Have read on a trip advisor thread they check bags for water/food etc.....is that right?
With a munching 4 year old boy I never travel lightly without snacks! 
And in this heat, his mineral replacement drinks.....newbies keeping up our minerals levels!
Anyone help with the entrance etc there?

Thanks


----------



## Chocoholic (Oct 29, 2012)

Bar-nasty lol as it's affectionately known as, is part of the Le Merdien Hotel - you can't use the beach for free, you either have to be a member or pay an entrance fee. It's free to the bar/eaterie area only. That doesn't give beach access.


----------



## BBmover (Jun 15, 2013)

Chocoholic said:


> Bar-nasty lol as it's affectionately known as, is part of the Le Merdien Hotel - you can't use the beach for free, you either have to be a member or pay an entrance fee. It's free to the bar/eaterie area only. That doesn't give beach access.


Lol!:clap2:
A place I shall avoid then! What a shame as thought of trying a different area with less walking distance this morning. 
Shall stick to our normal haunt then as we like it there!

Thanks for the help. Enjoy the weekend.


----------



## Chocoholic (Oct 29, 2012)

What about Jumeirah beach park? It's like 5dhs entry and they have facilities as well. It does get a bit croweded on a Friday though.

Or try Sunset beach or Kite beach - free public beaches.

Basically any beach linked to a hotel is going to charge an entry to use it.


----------



## BBmover (Jun 15, 2013)

Chocoholic said:


> What about Jumeirah beach park? It's like 5dhs entry and they have facilities as well. It does get a bit croweded on a Friday though.
> 
> Or try Sunset beach or Kite beach - free public beaches.
> 
> Basically any beach linked to a hotel is going to charge an entry to use it.


Yep, we are doing Jumeirah Beach Park on Sunday to avoid weekend crowd. Is Business Bay metro near it? Our son is obsessed with travel by metro which is good until we get our car!

Haven't heard of Sunset or Kite Beach. Will google them.

We do prefer the free beaches as feel we just don't use the facilities at paid ones.

You've been a great help!


----------



## Chocoholic (Oct 29, 2012)

The metro isn't really close. Kite beach is nice - so called because of all the kite surfers - might be nice for the little one to watch. Sunset beach is the last public beach next to the Burj Al Arab.


----------



## BBmover (Jun 15, 2013)

Chocoholic said:


> The metro isn't really close. Kite beach is nice - so called because of all the kite surfers - might be nice for the little one to watch. Sunset beach is the last public beach next to the Burj Al Arab.


Thanks.
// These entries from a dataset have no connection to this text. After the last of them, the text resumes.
PR #1494, opened 2023-10-01
More keychain fixes

colincornaby:
Minor fixes

- Keychain changes apparently need to happen from a secondary thread - and not the main thread. Xcode is now warning about it.
- Had some issues with Keychain not updating reliably on one of my machines. Some refinements that seem to make Keychain happier with updating password records by simplifying the queries.

### DIFF
--- a/Sources/Plasma/FeatureLib/pfPasswordStore/pfPasswordStore_Apple.cpp
+++ b/Sources/Plasma/FeatureLib/pfPasswordStore/pfPasswordStore_Apple.cpp
@@ -93,8 +93,8 @@ bool pfApplePasswordStore::SetPassword(const ST::string& username, const ST::str
     CFAutorelease(serviceName);
     CFAutorelease(passwordData);
 
-    const void* keys[] = { kSecClass, kSecAttrService, kSecReturnData, kSecValueData };
-    const void* values[] = { kSecClassGenericPassword, serviceName, kCFBooleanTrue, passwordData };
+    const void* keys[] = { kSecClass, kSecAttrService, kSecAttrAccount, kSecValueData };
+    const void* values[] = { kSecClassGenericPassword, serviceName, accountName, passwordData };
 
     CFDictionaryRef query = CFDictionaryCreate(nullptr, keys, values, 4, nullptr, nullptr);
     CFAutorelease(query);
@@ -104,14 +104,14 @@ bool pfApplePasswordStore::SetPassword(const ST::string& username, const ST::str
     if (err == errSecDuplicateItem) {
         // the keychain item already exists, update it
 
-        const void* queryKeys[2] = { kSecClass, kSecAttrService };
-        const void* queryValues[2] = { kSecClassGenericPassword, serviceName };
-        CFDictionaryRef updateQuery = CFDictionaryCreate(nullptr, queryKeys, queryValues, 2, nullptr, nullptr);
+        const void* queryKeys[] = { kSecClass, kSecAttrService, kSecAttrAccount };
+        const void* queryValues[] = { kSecClassGenericPassword, serviceName, accountName };
+        CFDictionaryRef updateQuery = CFDictionaryCreate(nullptr, queryKeys, queryValues, 3, nullptr, nullptr);
         CFAutorelease(updateQuery);
 
-        const void* attributeKeys[2] = { kSecAttrAccount, kSecValueData };
-        const void* attributeValues[2] = { accountName, passwordData };
-        CFDictionaryRef attributes = CFDictionaryCreate(nullptr, attributeKeys, attributeValues, 2, nullptr, nullptr);
+        const void* attributeKeys[1] = { kSecValueData };
+        const void* attributeValues[1] = { passwordData };
+        CFDictionaryRef attributes = CFDictionaryCreate(nullptr, attributeKeys, attributeValues, 1, nullptr, nullptr);
 
         err = SecItemUpdate(updateQuery, attributes);
 


dpogue (approved):

Deledrius (approved):

Sources/Plasma/FeatureLib/pfPasswordStore/pfPasswordStore_Apple.cpp
```diff
@@ -92,27 +92,27 @@ bool pfApplePasswordStore::SetPassword(const ST::string& username, const ST::str
...
     CFAutorelease(serviceName);
     CFAutorelease(passwordData);
-
-    const void* keys[] = { kSecClass, kSecAttrService, kSecReturnData, kSecValueData };
-    const void* values[] = { kSecClassGenericPassword, serviceName, kCFBooleanTrue, passwordData };
-
+    
+    const void* keys[] = { kSecClass, kSecAttrService, kSecAttrAccount, kSecValueData };
+    const void* values[] = { kSecClassGenericPassword, serviceName, accountName, passwordData };
+
```
Hoikas, line 98: Whitespace

Sources/Plasma/FeatureLib/pfPasswordStore/pfPasswordStore_Apple.cpp
```diff
@@ -92,27 +92,27 @@ bool pfApplePasswordStore::SetPassword(const ST::string& username, const ST::str
...
 
     OSStatus err = SecItemAdd(query, nullptr);
 
     if (err == errSecDuplicateItem) {
         // the keychain item already exists, update it
-
-        const void* queryKeys[2] = { kSecClass, kSecAttrService };
-        const void* queryValues[2] = { kSecClassGenericPassword, serviceName };
-        CFDictionaryRef updateQuery = CFDictionaryCreate(nullptr, queryKeys, queryValues, 2, nullptr, nullptr);
+
```
Hoikas, line 106: Whitespace

Sources/Plasma/FeatureLib/pfPasswordStore/pfPasswordStore_Apple.cpp
```diff
@@ -92,27 +92,27 @@ bool pfApplePasswordStore::SetPassword(const ST::string& username, const ST::str
...
+        const void* queryKeys[] = { kSecClass, kSecAttrService, kSecAttrAccount };
+        const void* queryValues[] = { kSecClassGenericPassword, serviceName, accountName };
+        CFDictionaryRef updateQuery = CFDictionaryCreate(nullptr, queryKeys, queryValues, 3, nullptr, nullptr);
         CFAutorelease(updateQuery);
-
-        const void* attributeKeys[2] = { kSecAttrAccount, kSecValueData };
-        const void* attributeValues[2] = { accountName, passwordData };
-        CFDictionaryRef attributes = CFDictionaryCreate(nullptr, attributeKeys, attributeValues, 2, nullptr, nullptr);
-
+
```
Hoikas, line 111: Whitespace

Sources/Plasma/FeatureLib/pfPasswordStore/pfPasswordStore_Apple.cpp
```diff
@@ -92,27 +92,27 @@ bool pfApplePasswordStore::SetPassword(const ST::string& username, const ST::str
...
-
-        const void* attributeKeys[2] = { kSecAttrAccount, kSecValueData };
-        const void* attributeValues[2] = { accountName, passwordData };
-        CFDictionaryRef attributes = CFDictionaryCreate(nullptr, attributeKeys, attributeValues, 2, nullptr, nullptr);
-
+        
+        const void* attributeKeys[1] = { kSecValueData };
+        const void* attributeValues[1] = { passwordData };
+        CFDictionaryRef attributes = CFDictionaryCreate(nullptr, attributeKeys, attributeValues, 1, nullptr, nullptr);
+
```
Hoikas, line 115: Whitespace

Sources/Plasma/Apps/plClient/Mac-Cocoa/PLSLoginWindowController.mm
```diff
@@ -131,11 +132,13 @@ - (void)save
...
-            store->SetPassword(username, password);
-        else
-            store->SetPassword(username, ST::string());
+        dispatch_async(_keychainQueue, ^{
+            pfPasswordStore* store = pfPasswordStore::Instance();
+            if (self.rememberPassword)
+                store->SetPassword(username, password);
+            else
+                store->SetPassword(username, ST::string());
+        });
```
Hoikas, line 141: If I understand correctly, this is enqueuing the `pfPasswordStore` function call to happen on a secondary thread. The goal of `pfPasswordStore::Instance()` is to return a platform agnostic password store. The expectation is that all of the password stores have the same interface. The interface of the Win32 and Linux password stores is thread-agnostic. Therefore, it is important that the Apple password store be thread-agnostic as well. Thus, the worker thread fiddling needs to be done in `pfPasswordStore_APPLE` so that the interfaces of all password stores match exactly.

Hoikas (changes requested):

Sources/Plasma/Apps/plClient/Mac-Cocoa/PLSLoginWindowController.mm
dpogue: That might be complicated in the case of retrieving the password though (you could probably do something with `std::promise` and changing the interface to return a `std::future<ST::string>` but that's a bit complicated...) 😕

colincornaby: For extra fun - reading the password seems fine? It's the writing that is the issue. The dispatch threading could be moved to the password store class itself (or be replaced by C++ threading but that's a longer effort.)

FWIW - I don't know why the debugger throws this warning at runtime. They warn it could stall the main thread but don't say why. We trigger the keychain unlock dialog (if needed) at launch. It could be that if the user waits long enough, the keychain will lock, setting the password will need a dialog, and the main thread will be held.

colincornaby:
I think this is stuck on the "should asyncronisity be baked in at an API level" question.

Sources/Plasma/Apps/plClient/Mac-Cocoa/PLSLoginWindowController.mm
colincornaby: Checking back in again - should re-arranging the underlying API to handle threading with promises be part of this PR? I can make the change - but I just want to make sure that's a direction we're all in agreement on.

Hoikas: I think it would be nice if we could get away with not using a defferred (read `std::promise`) for reading the password. IMO, it's ok if the main thread stalls there - I'm assuming that macOS has stolen the thread to prompt the user for some interaction. I would prefer to see the password saving dispatched inside `pfPasswordStore`, though.

colincornaby: Without knowing more about Apple's definition of blocking - I agree that this probably is fine on the main thread.

However - and this is what caused this PR - Xcode flags a runtime error/warning when we make this call off the main thread. So this issue is currently leading to us not getting clean runs out of Xcode.

colincornaby:
I'm circling back to this PR as I was running into some of these issues when testing deploying a server the other day.

I think where we got stuck is the main thread issues. Apple does not want us using the main thread - to the point where this gets raised as a runtime warning within Xcode. I'm not entirely clear on why not calling on the main thread is preferred. I can continue to investigate.

As stated in the previous comment chain, I think we'd maybe be fine using the main thread to store passwords. But it would be nice to know why Apple thinks we shouldn't be safe. And it would be nice to not have the runtime warning.

Sources/Plasma/Apps/plClient/Mac-Cocoa/PLSLoginWindowController.mm
colincornaby: I did a re-review of these changes - including looking through all the possible solutions again. I'm going to re-nudge this PR against the existing set of changes.

I think the client code should be responsible for the threading because there might be UI implications to these functions being asynchronous. For example - the UI should do something sane while getting the password on a thread. Unless we want to adopt a promise model in C++ that communicates this state - I'd be more comfortable with the UI managing threading. Because all other password stores should remain thread agnostic - this also wouldn't prevent macOS from adopting other password stores.

This is also only a runtime warning so if another client adopted the keychain store it wouldn't be fatal if they access the keychain password store from the main thread. And they could make similar changes.

Speaking of the runtime warning - I am not seeing it anymore on macOS Sequoia and Xcode 16. I haven't seen any formal change notes around this - so maybe it's just me.

colincornaby:
FYI - I've removed the changes that kept this PR from moving forward. I'll be opening another PR with those specific changes.

colincornaby:
I'll look at why the build failed. This branch might just be behind.

dpogue (approved):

Once our shipped goods arrive with his own kite he will love Kite Beach!
Going to check these places out over the next couple of weeks.
:clap2::clap2::clap2::clap2:


----------



## Chocoholic (Oct 29, 2012)

You're most welcome. Oh for a little help they have a webcam on kite beach - 5.4 knots @ Windcam.com

So you can see the conditions and how busy it is.


----------



## Gavtek (Aug 23, 2009)

There's another public beach close by, just past the entrance to the Palm called something like Palace Beach or something. It'll be a bit tricky to walk to though.


----------



## Mr Rossi (May 16, 2009)

There's a bit of beach sectioned off for Barasti users with sun loungers etc. It's free to get but you'll obviously be expected to buy food/drink. It gets quite busy too so you'll need to get there early to claim one.

The last few times I've been it's been quite nice, a friend told me they've cut down on the pissheads, post brunchers etc.


----------



## TallyHo (Aug 21, 2011)

One of the juniors on my team is part of a dragonboat team that trains at Barasti. He says the beach is filthy. Covered with cigarette butts and bottle caps and even broken glass. 

The water in Mina Seyahi, that little sea between Barasti/Westin and the offshore island, is stagnant compared to the open beaches. The islands and the Palm cut off the current circulation so the temperature is warmer and the water dirtier than it is a km further away at the Palace Beach. I waterski through the area periodically and it's always remarkable how much nicer and cooler the water is on the opposite side of the Palm. 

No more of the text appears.